▸ BRIEF: Every record that follows should be output exactly as it is given.

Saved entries
********

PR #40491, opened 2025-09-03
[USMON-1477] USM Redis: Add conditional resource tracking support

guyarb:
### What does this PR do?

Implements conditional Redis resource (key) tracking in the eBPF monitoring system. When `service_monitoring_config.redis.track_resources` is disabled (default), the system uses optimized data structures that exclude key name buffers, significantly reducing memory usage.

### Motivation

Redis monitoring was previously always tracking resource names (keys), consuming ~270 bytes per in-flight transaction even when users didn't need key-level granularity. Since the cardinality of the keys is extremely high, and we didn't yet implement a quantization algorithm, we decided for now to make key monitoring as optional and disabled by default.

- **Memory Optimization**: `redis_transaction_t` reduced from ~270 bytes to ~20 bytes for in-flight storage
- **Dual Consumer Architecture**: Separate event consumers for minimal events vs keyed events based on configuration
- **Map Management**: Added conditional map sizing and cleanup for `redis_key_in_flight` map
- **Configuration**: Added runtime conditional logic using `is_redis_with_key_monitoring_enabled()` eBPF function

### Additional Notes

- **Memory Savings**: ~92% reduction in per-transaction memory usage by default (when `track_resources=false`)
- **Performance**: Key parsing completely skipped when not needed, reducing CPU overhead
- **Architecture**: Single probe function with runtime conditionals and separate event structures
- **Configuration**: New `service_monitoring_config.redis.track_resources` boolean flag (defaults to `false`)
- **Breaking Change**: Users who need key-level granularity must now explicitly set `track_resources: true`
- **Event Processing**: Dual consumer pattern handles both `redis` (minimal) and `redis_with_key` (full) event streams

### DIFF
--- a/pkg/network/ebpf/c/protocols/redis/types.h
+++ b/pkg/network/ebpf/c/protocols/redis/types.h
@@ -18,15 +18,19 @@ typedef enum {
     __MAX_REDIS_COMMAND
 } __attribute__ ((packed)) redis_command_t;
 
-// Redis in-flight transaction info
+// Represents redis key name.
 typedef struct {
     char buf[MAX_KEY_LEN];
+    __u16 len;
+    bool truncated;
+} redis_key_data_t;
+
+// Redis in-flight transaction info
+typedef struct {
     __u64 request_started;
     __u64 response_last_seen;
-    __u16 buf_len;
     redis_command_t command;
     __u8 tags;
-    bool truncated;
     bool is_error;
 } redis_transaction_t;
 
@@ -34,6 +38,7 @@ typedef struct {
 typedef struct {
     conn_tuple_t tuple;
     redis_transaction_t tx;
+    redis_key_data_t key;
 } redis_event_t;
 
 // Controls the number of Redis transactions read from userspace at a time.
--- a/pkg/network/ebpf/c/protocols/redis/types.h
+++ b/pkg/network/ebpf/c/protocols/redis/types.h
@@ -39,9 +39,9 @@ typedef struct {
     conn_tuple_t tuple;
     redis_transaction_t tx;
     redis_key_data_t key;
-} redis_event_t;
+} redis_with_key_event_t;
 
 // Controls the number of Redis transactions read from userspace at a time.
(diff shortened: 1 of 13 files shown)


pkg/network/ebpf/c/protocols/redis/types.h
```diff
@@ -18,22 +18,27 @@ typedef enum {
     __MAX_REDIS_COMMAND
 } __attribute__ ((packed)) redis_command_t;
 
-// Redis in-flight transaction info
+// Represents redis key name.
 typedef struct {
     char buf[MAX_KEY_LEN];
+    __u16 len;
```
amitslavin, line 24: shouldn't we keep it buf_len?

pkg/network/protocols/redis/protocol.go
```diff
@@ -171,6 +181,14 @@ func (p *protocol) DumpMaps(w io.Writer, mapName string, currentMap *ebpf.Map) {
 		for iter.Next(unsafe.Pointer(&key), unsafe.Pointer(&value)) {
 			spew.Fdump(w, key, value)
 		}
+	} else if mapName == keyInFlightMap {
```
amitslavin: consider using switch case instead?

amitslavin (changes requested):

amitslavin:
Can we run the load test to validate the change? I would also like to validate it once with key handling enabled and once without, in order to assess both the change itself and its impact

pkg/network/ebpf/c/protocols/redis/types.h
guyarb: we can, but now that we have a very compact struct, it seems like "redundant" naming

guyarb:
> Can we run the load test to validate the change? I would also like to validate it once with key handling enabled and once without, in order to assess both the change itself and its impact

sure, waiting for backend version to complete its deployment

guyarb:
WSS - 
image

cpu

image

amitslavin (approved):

********

▸ WRITTEN RESPONSE:
PR #40491, opened 2025-09-03
[USMON-1477] USM Redis: Add conditional resource tracking support

guyarb:
### What does this PR do?

Implements conditional Redis resource (key) tracking in the eBPF monitoring system. When `service_monitoring_config.redis.track_resources` is disabled (default), the system uses optimized data structures that exclude key name buffers, significantly reducing memory usage.

### Motivation

Redis monitoring was previously always tracking resource names (keys), consuming ~270 bytes per in-flight transaction even when users didn't need key-level granularity. Since the cardinality of the keys is extremely high, and we didn't yet implement a quantization algorithm, we decided for now to make key monitoring as optional and disabled by default.

- **Memory Optimization**: `redis_transaction_t` reduced from ~270 bytes to ~20 bytes for in-flight storage
- **Dual Consumer Architecture**: Separate event consumers for minimal events vs keyed events based on configuration
- **Map Management**: Added conditional map sizing and cleanup for `redis_key_in_flight` map
- **Configuration**: Added runtime conditional logic using `is_redis_with_key_monitoring_enabled()` eBPF function

### Additional Notes

- **Memory Savings**: ~92% reduction in per-transaction memory usage by default (when `track_resources=false`)
- **Performance**: Key parsing completely skipped when not needed, reducing CPU overhead
- **Architecture**: Single probe function with runtime conditionals and separate event structures
- **Configuration**: New `service_monitoring_config.redis.track_resources` boolean flag (defaults to `false`)
- **Breaking Change**: Users who need key-level granularity must now explicitly set `track_resources: true`
- **Event Processing**: Dual consumer pattern handles both `redis` (minimal) and `redis_with_key` (full) event streams

### DIFF
--- a/pkg/network/ebpf/c/protocols/redis/types.h
+++ b/pkg/network/ebpf/c/protocols/redis/types.h
@@ -18,15 +18,19 @@ typedef enum {
     __MAX_REDIS_COMMAND
 } __attribute__ ((packed)) redis_command_t;
 
-// Redis in-flight transaction info
+// Represents redis key name.
 typedef struct {
     char buf[MAX_KEY_LEN];
+    __u16 len;
+    bool truncated;
+} redis_key_data_t;
+
+// Redis in-flight transaction info
+typedef struct {
     __u64 request_started;
     __u64 response_last_seen;
-    __u16 buf_len;
     redis_command_t command;
     __u8 tags;
-    bool truncated;
     bool is_error;
 } redis_transaction_t;
 
@@ -34,6 +38,7 @@ typedef struct {
 typedef struct {
     conn_tuple_t tuple;
     redis_transaction_t tx;
+    redis_key_data_t key;
 } redis_event_t;
 
 // Controls the number of Redis transactions read from userspace at a time.
--- a/pkg/network/ebpf/c/protocols/redis/types.h
+++ b/pkg/network/ebpf/c/protocols/redis/types.h
@@ -39,9 +39,9 @@ typedef struct {
     conn_tuple_t tuple;
     redis_transaction_t tx;
     redis_key_data_t key;
-} redis_event_t;
+} redis_with_key_event_t;
 
 // Controls the number of Redis transactions read from userspace at a time.
(diff shortened: 1 of 13 files shown)


pkg/network/ebpf/c/protocols/redis/types.h
```diff
@@ -18,22 +18,27 @@ typedef enum {
     __MAX_REDIS_COMMAND
 } __attribute__ ((packed)) redis_command_t;
 
-// Redis in-flight transaction info
+// Represents redis key name.
 typedef struct {
     char buf[MAX_KEY_LEN];
+    __u16 len;
```
amitslavin, line 24: shouldn't we keep it buf_len?

pkg/network/protocols/redis/protocol.go
```diff
@@ -171,6 +181,14 @@ func (p *protocol) DumpMaps(w io.Writer, mapName string, currentMap *ebpf.Map) {
 		for iter.Next(unsafe.Pointer(&key), unsafe.Pointer(&value)) {
 			spew.Fdump(w, key, value)
 		}
+	} else if mapName == keyInFlightMap {
```
amitslavin: consider using switch case instead?

amitslavin (changes requested):

amitslavin:
Can we run the load test to validate the change? I would also like to validate it once with key handling enabled and once without, in order to assess both the change itself and its impact

pkg/network/ebpf/c/protocols/redis/types.h
guyarb: we can, but now that we have a very compact struct, it seems like "redundant" naming

guyarb:
> Can we run the load test to validate the change? I would also like to validate it once with key handling enabled and once without, in order to assess both the change itself and its impact

sure, waiting for backend version to complete its deployment

guyarb:
WSS - 
image

cpu

image

amitslavin (approved):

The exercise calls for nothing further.